*** Opening DATA FOR THIS TASK ***
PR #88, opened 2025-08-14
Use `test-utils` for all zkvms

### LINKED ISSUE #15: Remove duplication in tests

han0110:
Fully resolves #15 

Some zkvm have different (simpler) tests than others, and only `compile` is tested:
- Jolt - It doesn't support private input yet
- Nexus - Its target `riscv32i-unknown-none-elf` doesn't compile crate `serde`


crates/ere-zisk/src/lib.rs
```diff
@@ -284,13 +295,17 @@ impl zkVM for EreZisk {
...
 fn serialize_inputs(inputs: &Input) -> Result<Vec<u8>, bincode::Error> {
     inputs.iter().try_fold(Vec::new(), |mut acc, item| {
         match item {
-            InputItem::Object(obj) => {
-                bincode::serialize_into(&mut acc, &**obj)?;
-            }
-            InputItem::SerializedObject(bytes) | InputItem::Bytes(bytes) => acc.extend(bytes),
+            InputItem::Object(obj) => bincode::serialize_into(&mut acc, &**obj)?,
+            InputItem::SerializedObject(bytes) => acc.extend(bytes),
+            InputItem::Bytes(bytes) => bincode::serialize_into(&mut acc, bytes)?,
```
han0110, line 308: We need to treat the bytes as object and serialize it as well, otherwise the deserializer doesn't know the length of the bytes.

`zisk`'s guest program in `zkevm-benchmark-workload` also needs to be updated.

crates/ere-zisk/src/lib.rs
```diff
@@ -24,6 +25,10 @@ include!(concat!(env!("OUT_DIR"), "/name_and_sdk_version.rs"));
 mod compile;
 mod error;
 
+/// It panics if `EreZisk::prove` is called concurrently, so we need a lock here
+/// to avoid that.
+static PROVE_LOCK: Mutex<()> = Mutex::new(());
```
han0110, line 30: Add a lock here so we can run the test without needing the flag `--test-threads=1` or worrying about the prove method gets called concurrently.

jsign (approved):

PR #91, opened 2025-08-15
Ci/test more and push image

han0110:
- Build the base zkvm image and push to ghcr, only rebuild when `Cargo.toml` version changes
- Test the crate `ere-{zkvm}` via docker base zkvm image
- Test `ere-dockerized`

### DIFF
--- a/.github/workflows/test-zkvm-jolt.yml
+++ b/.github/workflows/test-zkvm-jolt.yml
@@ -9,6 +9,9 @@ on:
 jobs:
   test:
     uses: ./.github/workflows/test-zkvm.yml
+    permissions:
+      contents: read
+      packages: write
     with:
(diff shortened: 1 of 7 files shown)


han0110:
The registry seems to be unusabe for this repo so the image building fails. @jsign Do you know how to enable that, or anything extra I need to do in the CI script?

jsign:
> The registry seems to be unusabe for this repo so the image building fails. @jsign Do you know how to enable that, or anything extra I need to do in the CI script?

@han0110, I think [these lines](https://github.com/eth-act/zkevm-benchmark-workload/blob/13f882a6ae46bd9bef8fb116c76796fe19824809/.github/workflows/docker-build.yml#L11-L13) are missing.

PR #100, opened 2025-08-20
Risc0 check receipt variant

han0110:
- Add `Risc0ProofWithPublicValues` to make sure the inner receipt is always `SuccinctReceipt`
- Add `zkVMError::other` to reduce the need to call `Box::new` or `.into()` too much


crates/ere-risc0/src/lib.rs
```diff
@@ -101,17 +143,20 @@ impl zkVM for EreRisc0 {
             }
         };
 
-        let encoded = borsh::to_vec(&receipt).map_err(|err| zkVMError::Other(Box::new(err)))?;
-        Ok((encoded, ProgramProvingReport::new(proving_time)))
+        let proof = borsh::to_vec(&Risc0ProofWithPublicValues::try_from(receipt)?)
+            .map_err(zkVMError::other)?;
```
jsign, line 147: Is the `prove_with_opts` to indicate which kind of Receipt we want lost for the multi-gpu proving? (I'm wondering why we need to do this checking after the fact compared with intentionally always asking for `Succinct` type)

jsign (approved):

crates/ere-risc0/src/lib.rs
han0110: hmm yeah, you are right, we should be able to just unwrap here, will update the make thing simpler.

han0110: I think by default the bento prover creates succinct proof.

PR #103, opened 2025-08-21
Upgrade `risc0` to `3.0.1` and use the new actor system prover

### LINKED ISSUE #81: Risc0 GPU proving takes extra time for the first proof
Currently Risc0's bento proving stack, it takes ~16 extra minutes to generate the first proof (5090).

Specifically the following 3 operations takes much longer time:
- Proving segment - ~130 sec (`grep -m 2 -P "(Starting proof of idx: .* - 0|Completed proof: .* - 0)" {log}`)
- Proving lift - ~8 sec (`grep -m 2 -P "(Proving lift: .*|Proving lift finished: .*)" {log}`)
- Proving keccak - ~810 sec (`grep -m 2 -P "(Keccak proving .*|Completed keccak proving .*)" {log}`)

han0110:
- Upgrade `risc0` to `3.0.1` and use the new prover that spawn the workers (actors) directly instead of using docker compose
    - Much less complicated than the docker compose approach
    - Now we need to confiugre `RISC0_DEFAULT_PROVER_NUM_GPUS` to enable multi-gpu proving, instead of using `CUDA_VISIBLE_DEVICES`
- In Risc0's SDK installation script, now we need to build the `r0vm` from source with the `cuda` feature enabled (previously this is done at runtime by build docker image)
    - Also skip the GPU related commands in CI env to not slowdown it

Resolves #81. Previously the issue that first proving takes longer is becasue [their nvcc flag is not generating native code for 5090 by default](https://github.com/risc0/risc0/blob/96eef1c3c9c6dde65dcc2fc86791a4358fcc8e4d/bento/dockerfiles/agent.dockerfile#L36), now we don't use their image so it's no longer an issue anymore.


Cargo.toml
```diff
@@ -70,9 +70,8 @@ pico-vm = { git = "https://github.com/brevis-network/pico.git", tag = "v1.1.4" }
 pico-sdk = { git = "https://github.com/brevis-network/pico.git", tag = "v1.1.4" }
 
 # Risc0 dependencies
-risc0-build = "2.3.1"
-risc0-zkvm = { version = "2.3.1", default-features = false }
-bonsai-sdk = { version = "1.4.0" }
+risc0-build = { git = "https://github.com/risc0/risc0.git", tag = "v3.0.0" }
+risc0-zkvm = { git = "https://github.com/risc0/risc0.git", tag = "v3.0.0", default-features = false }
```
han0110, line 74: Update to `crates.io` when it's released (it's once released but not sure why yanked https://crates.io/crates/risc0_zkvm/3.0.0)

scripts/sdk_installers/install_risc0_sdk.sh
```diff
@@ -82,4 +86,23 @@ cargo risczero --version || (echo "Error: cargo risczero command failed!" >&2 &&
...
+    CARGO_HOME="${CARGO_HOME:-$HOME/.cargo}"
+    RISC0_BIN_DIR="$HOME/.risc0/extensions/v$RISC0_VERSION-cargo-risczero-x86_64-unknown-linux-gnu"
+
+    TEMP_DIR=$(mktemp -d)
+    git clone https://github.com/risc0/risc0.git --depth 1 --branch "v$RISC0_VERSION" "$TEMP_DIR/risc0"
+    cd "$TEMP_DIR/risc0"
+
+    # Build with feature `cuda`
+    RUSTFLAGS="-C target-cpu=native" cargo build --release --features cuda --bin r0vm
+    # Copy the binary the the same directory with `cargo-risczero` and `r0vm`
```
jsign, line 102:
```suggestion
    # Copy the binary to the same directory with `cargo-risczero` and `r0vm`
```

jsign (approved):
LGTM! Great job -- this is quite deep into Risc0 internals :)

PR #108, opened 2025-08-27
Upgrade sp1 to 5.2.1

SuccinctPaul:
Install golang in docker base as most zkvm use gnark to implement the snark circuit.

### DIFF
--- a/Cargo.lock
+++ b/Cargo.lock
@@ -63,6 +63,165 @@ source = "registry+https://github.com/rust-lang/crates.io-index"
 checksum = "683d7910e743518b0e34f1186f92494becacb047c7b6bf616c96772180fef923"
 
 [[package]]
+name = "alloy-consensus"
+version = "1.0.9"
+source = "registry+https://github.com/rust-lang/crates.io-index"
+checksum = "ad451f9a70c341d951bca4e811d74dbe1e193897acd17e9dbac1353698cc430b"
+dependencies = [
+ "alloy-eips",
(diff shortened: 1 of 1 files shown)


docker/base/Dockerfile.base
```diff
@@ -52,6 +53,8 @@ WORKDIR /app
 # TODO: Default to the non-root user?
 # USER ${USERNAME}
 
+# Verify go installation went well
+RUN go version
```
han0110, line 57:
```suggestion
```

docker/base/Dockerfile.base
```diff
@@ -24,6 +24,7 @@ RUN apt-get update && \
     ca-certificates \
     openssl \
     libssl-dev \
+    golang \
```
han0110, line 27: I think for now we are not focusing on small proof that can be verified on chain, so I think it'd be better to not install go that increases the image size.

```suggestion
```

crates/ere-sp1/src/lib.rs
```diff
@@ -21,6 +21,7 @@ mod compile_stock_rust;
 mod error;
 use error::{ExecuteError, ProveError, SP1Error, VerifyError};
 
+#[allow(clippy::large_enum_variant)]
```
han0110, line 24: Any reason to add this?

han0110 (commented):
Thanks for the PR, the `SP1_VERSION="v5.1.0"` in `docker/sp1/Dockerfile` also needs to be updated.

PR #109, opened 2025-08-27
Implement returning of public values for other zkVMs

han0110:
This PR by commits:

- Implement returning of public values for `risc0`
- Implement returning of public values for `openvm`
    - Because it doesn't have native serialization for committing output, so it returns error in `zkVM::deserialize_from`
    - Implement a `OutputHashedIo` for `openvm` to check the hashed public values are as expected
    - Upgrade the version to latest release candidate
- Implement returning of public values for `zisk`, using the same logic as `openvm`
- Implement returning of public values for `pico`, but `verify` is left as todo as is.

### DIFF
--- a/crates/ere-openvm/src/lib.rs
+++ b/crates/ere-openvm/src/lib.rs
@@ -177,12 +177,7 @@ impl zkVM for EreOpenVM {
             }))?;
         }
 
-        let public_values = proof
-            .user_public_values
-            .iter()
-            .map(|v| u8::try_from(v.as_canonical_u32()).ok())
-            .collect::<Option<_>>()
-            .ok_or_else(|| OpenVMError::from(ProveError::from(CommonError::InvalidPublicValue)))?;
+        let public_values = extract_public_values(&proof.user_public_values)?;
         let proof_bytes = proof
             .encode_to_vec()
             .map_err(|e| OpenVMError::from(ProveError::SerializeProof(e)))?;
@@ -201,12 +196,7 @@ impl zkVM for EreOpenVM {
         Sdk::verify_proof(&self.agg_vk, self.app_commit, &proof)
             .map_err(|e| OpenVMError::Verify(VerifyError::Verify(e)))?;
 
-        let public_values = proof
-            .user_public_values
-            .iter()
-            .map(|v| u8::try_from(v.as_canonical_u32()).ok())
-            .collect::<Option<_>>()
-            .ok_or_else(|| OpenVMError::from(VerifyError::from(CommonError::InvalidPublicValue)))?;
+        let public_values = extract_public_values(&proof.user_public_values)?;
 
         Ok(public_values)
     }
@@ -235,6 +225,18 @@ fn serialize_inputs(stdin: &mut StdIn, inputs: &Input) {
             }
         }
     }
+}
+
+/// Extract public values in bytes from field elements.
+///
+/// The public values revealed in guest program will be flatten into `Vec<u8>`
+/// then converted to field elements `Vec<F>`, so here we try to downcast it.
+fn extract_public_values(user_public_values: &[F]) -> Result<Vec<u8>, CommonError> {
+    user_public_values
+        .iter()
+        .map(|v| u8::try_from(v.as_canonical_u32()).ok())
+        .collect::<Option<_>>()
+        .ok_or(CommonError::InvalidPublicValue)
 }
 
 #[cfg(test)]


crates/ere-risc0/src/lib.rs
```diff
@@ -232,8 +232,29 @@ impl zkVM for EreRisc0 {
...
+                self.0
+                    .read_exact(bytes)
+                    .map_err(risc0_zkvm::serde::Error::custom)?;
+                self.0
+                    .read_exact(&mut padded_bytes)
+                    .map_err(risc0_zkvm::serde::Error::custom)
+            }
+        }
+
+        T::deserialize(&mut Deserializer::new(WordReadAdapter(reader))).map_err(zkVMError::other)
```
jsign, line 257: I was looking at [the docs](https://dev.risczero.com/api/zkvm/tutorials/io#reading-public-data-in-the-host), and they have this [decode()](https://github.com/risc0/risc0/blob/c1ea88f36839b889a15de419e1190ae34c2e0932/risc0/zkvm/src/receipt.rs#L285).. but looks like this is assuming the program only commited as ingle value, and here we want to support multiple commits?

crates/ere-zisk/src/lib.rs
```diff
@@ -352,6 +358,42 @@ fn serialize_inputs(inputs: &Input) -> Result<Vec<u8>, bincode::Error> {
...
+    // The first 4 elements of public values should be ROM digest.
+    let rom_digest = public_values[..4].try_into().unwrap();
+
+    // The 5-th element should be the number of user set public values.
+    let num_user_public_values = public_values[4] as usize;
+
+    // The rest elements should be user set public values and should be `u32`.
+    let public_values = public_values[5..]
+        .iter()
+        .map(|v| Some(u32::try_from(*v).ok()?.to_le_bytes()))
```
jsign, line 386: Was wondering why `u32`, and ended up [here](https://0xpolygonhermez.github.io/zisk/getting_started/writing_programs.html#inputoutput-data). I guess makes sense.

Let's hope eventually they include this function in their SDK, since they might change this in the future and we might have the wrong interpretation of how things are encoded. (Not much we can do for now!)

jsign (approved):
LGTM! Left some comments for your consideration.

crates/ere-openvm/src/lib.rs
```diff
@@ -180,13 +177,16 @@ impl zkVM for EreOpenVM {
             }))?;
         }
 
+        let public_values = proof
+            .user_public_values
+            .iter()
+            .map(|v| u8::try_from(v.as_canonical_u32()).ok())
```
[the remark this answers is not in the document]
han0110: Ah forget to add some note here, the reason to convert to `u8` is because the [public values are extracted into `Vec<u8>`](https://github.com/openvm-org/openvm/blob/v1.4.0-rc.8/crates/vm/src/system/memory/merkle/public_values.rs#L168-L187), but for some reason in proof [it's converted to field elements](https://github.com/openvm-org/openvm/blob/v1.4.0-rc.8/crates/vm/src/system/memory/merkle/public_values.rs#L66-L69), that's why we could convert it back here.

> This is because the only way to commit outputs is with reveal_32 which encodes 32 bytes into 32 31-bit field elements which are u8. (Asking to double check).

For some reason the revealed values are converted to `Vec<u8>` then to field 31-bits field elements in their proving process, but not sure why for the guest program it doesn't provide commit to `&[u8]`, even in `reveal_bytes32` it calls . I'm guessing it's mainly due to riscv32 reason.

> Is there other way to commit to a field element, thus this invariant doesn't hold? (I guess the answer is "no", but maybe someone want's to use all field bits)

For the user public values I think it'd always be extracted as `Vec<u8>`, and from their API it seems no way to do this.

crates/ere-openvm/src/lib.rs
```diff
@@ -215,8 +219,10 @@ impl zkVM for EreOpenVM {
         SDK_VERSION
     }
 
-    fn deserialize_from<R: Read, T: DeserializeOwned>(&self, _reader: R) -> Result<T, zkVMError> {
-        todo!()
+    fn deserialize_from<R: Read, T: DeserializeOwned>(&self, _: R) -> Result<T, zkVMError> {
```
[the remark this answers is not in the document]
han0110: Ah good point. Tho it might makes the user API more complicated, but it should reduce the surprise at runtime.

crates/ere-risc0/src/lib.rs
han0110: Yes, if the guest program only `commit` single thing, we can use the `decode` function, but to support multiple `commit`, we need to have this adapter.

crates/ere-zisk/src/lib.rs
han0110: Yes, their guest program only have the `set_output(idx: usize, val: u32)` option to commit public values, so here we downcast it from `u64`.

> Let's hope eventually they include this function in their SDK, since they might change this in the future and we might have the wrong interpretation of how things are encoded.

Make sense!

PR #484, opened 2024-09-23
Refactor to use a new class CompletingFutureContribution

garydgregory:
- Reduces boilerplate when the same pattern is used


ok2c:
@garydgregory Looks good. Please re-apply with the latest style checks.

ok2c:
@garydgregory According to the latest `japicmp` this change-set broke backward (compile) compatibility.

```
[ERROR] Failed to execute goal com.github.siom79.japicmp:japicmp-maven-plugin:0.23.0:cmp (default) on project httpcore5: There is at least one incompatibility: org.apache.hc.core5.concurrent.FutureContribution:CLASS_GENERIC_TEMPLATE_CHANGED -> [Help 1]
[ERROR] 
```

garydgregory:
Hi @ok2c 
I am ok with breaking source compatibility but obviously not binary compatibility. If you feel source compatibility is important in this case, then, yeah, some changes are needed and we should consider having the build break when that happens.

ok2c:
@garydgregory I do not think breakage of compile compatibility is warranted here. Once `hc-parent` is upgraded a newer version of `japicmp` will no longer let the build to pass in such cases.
*** Closing DATA FOR THIS TASK ***
THE TASK >> Using only the data above, copy out the lines that include the word "interpretation".

SOLUTION TO THE PROBLEM >>
Let's hope eventually they include this function in their SDK, since they might change this in the future and we might have the wrong interpretation of how things are encoded. (Not much we can do for now!)
> Let's hope eventually they include this function in their SDK, since they might change this in the future and we might have the wrong interpretation of how things are encoded.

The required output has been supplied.